In Scio, he proposed constructing 12 buildings that would house half a million chickens at a time — 3.5 million over a year. In August of 2020, he first applied for the required state agriculture permit, but had to revise and resubmit in early 2021.
When Eastman learned of Simon’s plan, she mobilized against it, founding Farmers Against Foster Farms. She distributed more than 400 yard signs encouraging her neighbors to oppose the farm.
Then, another industrial chicken farmer bought land in the unincorporated community of Jordan 11 miles away, and then another, about 12 miles away in Aumsville.
Conservation groups have joined the opposition.
Elizabeth Holmes, staff attorney for Willamette Riverkeeper, said if any of the 4,500 tons of manure that Simon’s chickens would produce each year made it to the North Santiam, it could be detrimental to the ecosystems.
“All of these tributaries bring in cold, clear, clean water,” Holmes said. “These giant poultry barns aren’t being lined, some of the compost and waste storage is unlined and uncovered.

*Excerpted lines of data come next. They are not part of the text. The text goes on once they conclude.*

Issue #859, opened 2019-12-02
Cinder CSI: wrong instanceID detection in OS with python based cloudinit


kayrus:
/kind bug

**What happened**:

Cinder CSI plugin detects invalid node ID:

```
I1202 13:49:57.542000       1 utils.go:79] GRPC call: /csi.v1.Identity/GetPluginInfo
I1202 13:49:57.542031       1 utils.go:80] GRPC request:
I1202 13:49:57.542113       1 identityserver.go:33] Using default GetPluginInfo
I1202 13:49:57.542119       1 utils.go:85] GRPC response: name:"cinder.csi.openstack.org" vendor_version:"1.1.0"
I1202 13:49:59.023895       1 utils.go:79] GRPC call: /csi.v1.Node/NodeGetInfo
I1202 13:49:59.023927       1 utils.go:80] GRPC request:
I1202 13:49:59.024432       1 mount.go:246] Got instance id from /var/lib/cloud/data/instance-id: i-0008fe64
I1202 13:49:59.298012       1 utils.go:85] GRPC response: node_id:"i-0008fe64" max_volumes_per_node:256 accessible_topology:<segments:<key:"topology.cinder.csi.openstack.org/zone" value:"region-3a" > >
```

OpenStack metadata service supports EC2 metadata API (e.g. `http://169.254.169.254/2009-04-04/meta-data/instance-id`), where nova [generates](https://github.com/openstack/nova/blob/56eac06561bc843dcf7497e8b7ac3027f62544c1/nova/api/metadata/base.py#L255) EC2 id, which doesn't have anything in common with a real OpenStack instance uuid. This EC2 id is used by python cloud-init and saved into the `/var/lib/cloud/data/instance-id`.

Legacy CCM code had an ability to define the [metadata order](https://github.com/kubernetes/cloud-provider-openstack/blob/f8ad69f78a71f945eef6c0858afecbe68f14c79d/docs/provider-configuration.md#metadata-optional-parameters), nevertheless it didn't use the `/var/lib/cloud/data/instance-id` file, but cloudinit drive, which is not really used in modern OpenStack deployments, therefore it always fell back to the [OpenStack metadata service](https://github.com/kubernetes/cloud-provider-openstack/blob/f8ad69f78a71f945eef6c0858afecbe68f14c79d/pkg/util/metadata/metadata.go#L42).

[...]

PR #862, opened 2019-12-03
Cinder CSI: add attach/detach timeouts

kayrus:

This PR adds sidecar timeouts to avoid error events like:

> connection.go:184] GRPC error: rpc error: code = DeadlineExceeded desc = context deadline exceeded

Default timeout is 15 seconds. 3 minutes should be enough to prepare a volume and attach it to a VM.

**Release note**:
```release-note
Cinder CSI: added attach/detach timeouts
```

### DIFF
--- a/manifests/cinder-csi-plugin/cinder-csi-controllerplugin.yaml
+++ b/manifests/cinder-csi-plugin/cinder-csi-controllerplugin.yaml
@@ -39,6 +39,7 @@ spec:
           args:
             - "--v=5"
             - "--csi-address=$(ADDRESS)"
+            - "--timeout=3m"
           env:
             - name: ADDRESS
               value: /var/lib/csi/sockets/pluginproxy/csi.sock
@@ -50,6 +51,7 @@ spec:
           image: quay.io/k8scsi/csi-provisioner:v1.4.0
           args:
             - "--csi-address=$(ADDRESS)"
+            - "--timeout=3m"
           env:
             - name: ADDRESS
               value: /var/lib/csi/sockets/pluginproxy/csi.sock


manifests/cinder-csi-plugin/cinder-csi-nodeplugin.yaml
```diff
@@ -70,9 +70,6 @@ spec:
             - name: kubelet-dir
               mountPath: /var/lib/kubelet
               mountPropagation: "Bidirectional"
-            - name: pods-cloud-data
-              mountPath: /var/lib/cloud/data
```
ramineni: @kayrus IMO, If its a valid and supported (not deprecated) way of retrieving data (eg: instanceid as mentioned in issue) . Removing is not a solution. I suggest we add a search order instead where we give user capability to choose from where he wants to retrieve the data . If its not really used (I dont have idea on that, others can chime in) , how about we deprecate this eventually and later be removed , documenting this way is not supported.

jichenjc: /var/lib/cloud/data seems to be a cloud-init thing? 
and agree that remove this seems too rush for now, maybe add some warning first. and if
someone has the /var/lib/cloud/data before, this will be a problem for them now

kayrus: agree, removed.

adisky:
@kayrus remove reference of #859 from description, update the heading too.

kayrus:
@adisky done

kayrus:
@lingxiankong @ramineni could you please review this?

jichenjc:
look good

I have concerns about the leaching of manure from the barns,” she said.
In an interview with the Capital Chronicle in October, Simon said his operation would be dry, wastewater and manure would be in enclosed barns and he forecasts little to no chicken waste would get into the waterways.
At a public hearing in October over his state permit, more than 100 people and conservation groups wrote to the state Agriculture Department to express opposition. Simon received 18 letters and comments in support.
More chicken operations follow
In 2021, Brownsville poultry farmer Randy Hiday bought land and proposed new buildings for Hiday Poultry Farm in Aumsville, 11 miles from Scio.
Randy Hiday has building permits for 16 long barns to house broiler chickens, though whether they are for Foster Farms is yet unknown. Hiday didn’t respond to telephone or email messages.
Then, in January, came the Evergreen Ranch, 12 miles from Scio in the unincorporated town of Jordan, which will be run by Jason Peters. He has applied for a state permit to house 750,000 chickens at a time.
The operation would produce about five tons of manure each year, according to the application.
Peters in an interview didn’t want to discuss details of his planned operation, but confirmed he would be producing broiler chickens for Foster Farms. Peters, who runs an excavation business, said he has 12 years experience in chicken farming and will live on the ranch with his wife and three kids.
Why Scio, Why now?
According to James Hermes, a retired professor and poultry specialist at Oregon State University, the Willamette Valley has been popular for broiler chicken production for decades. The number of farms has condensed in the last 30 years due to costs, and those bigger operations need to be closer to areas where farmers get chicks and chicken feed and closer to the factories that process the chickens for market.
Hermes said the Scio area works well for these chicken producers because Foster Farms has a hatchery in nearby Mill City and a feed mill north of Woodburn. Foster Farms has a processing plant in Kelso, Wash. – about a two-hour drive from Scio.
“It’s far more economical to produce poultry in a large farm than a whole series of small farms,” Hermes said. “It’s far more economical to grow in large numbers and in one location.”
Hermes said when he arrived in Oregon in the late 80s, the state had 60 to 70 chicken farms that each raised about 20,000 to 30,000 birds a year.
Today, Hermes said, 34 chicken farms in the state each produce at least 100,000 chickens at a time.
Kimbirauskas at Farmers Against Foster Farms thinks some of the desire to move into Scio and the surrounding area also has to do with Foster Farms responding to climate change.
She thinks it wants to expand to more Oregon farmers, and that it has targeted Scio because the area is more climate resilient than other chicken production areas in California facing more extreme weather events and water issues.
“If you’re reading the tea leaves, the Willamette Valley is a good place to go,” she said. “The climate here won’t change much in the next 10 years and Oregon doesn’t regulate groundwater withdrawal like California is now doing.”